Every day I mess up. I am selfish and look out for my own interests. I stub my toe on another toy and say a word I probably shouldn’t in front of my children. I am running late for the school run (my own fault) and hurry the boys along with a short fuse. I waste time looking on my phone at nothing and then say I have no time to clean. These are flaws I know of and work hard to try and improve on. I’ll have a few days in a row where there’s no swearing, or a week of smooth school runs, but life always returns back to the imperfections that come from being sinful and selfish. But you know what? Our family thrives on kindness in spite of the flaws. If Colin followed each of my mistakes up with a berating I’d be devastated, and not just because my love language is words of affirmation. There is a place for rebuking of a sinful heart or correction if the person is unaware of the impact something is having on others around them but for day to day flaws I’m only too aware of, I don’t need more criticism. There’s already plenty going on inside my own head. And yet, much as I value this kindness from Colin, am I as quick to be kind back? How about with the boys? With friends and family, particularly when they’re not there?
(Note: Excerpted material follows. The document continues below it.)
PR #3452, opened 2025-05-02
Write TCP server port to a tempfile instead of using env var

vinistock:
### Motivation

The strategy of passing the port to LSP reporter via environment variable is a bit weak. For example, if you reload VS Code and then proceed to run tests manually in a terminal that we set up, you will get a connection refused error because we never updated the port variable in that old terminal.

Kindness, warmth and affection towards those we love is so important and yet often they’re the people that get our cruel comments and apathy. We wouldn’t meet up with a good friend and slate them or act disinterested in what they’ve been up to, yet all too often this is the way people treat those they live with.
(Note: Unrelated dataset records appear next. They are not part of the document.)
PR #3480, opened 2025-05-12
Lazily discover test framework on execution

vinistock:
### Motivation

When running an entire test file or directory, we need to know what framework is associated with it so that commands can be resolved according to that framework. Our current strategy is to sample the first test file inside directories to assign a framework during test discovery.

Unfortunately, for large projects, that's very slow as we end up having to call the server hundreds of times. It's also wasteful because many of those directories wouldn't even be executed and so the framework discovery is not even used.

This PR stops assigning framework tags during discovery and moves that to test execution, so that we only do the work when we actually need to run the tests. This makes test file discovery nearly instantaneous and does not slow down execution significantly.

### Implementation

1. Removed all of the code related to assigning the framework automatically during discovery
2. Started assigning the framework on execution if necessary

### Automated Tests

Added a test.

### DIFF
--- a/vscode/src/testController.ts
+++ b/vscode/src/testController.ts
@@ -531,6 +531,8 @@ export class TestController {
       this.testController.items.forEach((test) => items.push(test));
     }
 
+    await this.discoverFrameworkTag(items);
+
     const workspaceToTestItems = new Map<
       vscode.WorkspaceFolder,
       vscode.TestItem[]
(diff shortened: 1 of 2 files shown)


vscode/src/testController.ts
```diff
@@ -626,6 +628,50 @@ export class TestController {
...
+
+    for (const item of missingFramework) {
+      let testFileItem = item;
+
+      while (!testFileItem.tags.some((tag) => tag === TEST_FILE_TAG)) {
+        const children: vscode.TestItem[] = [];
+
+        testFileItem.children.forEach((child) => {
+          children.push(child);
+        });
```
amomchilov, line 651: Wish they added more of the collection APIs on this, like `map`

vscode/src/testController.ts
```diff
@@ -626,6 +628,50 @@ export class TestController {
...
+    }
+  }
+
+  private recursivelySetFrameworkTag(item: vscode.TestItem) {
+    const tag = item.tags.find((tag) => tag.id.startsWith("framework"))!;
+    let parent = item.parent;
+
+    while (parent) {
+      if (!parent.tags.some((tag) => tag.id.startsWith("framework"))) {
+        parent.tags = [...parent.tags, tag];
```
amomchilov, line 668: Do we need a new array here?

```suggestion
        parent.tags.push(tag);
```

vscode/src/testController.ts
```diff
@@ -626,6 +628,50 @@ export class TestController {
...
+        testFileItem = children[0];
+      }
+
+      // Handle the case where the test file is empty and has no children
+      await this.resolveHandler(testFileItem);
+      this.recursivelySetFrameworkTag(testFileItem);
+    }
+  }
+
+  private recursivelySetFrameworkTag(item: vscode.TestItem) {
```
amomchilov, line 662: This isn't recursive :)

amomchilov (approved):
Makes sense!

vscode/src/testController.ts
vinistock: Indeed! I updated the name

vscode/src/testController.ts
vinistock: Yeah or at least allowed accessing the first entry.

vscode/src/testController.ts
```diff
@@ -626,6 +628,50 @@ export class TestController {
...
+      let testFileItem = item;
+
+      while (!testFileItem.tags.some((tag) => tag === TEST_FILE_TAG)) {
+        const children: vscode.TestItem[] = [];
+
+        testFileItem.children.forEach((child) => {
+          children.push(child);
+        });
+
+        testFileItem = children[0];
```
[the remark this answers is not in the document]
vinistock: Yeah, let's do that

This article explains the importance of kindness in marriage.
I was so struck by the part on responding with overt hostility when your partner wants to share an interest of theirs. I know there are times I’m reading or writing and Colin keeps talking about a tackle that’s just happened in the rugby, or a decision the ref made he disagreed with and I can respond like that with a sigh or disinterested comment. How important it is to be kind to each other. It makes us happier with ourselves. It makes our homes happy. It gives our children such a positive start in life and sets them up for being kind in their relationships outside of our immediate family too.
Let’s start with those closest to us.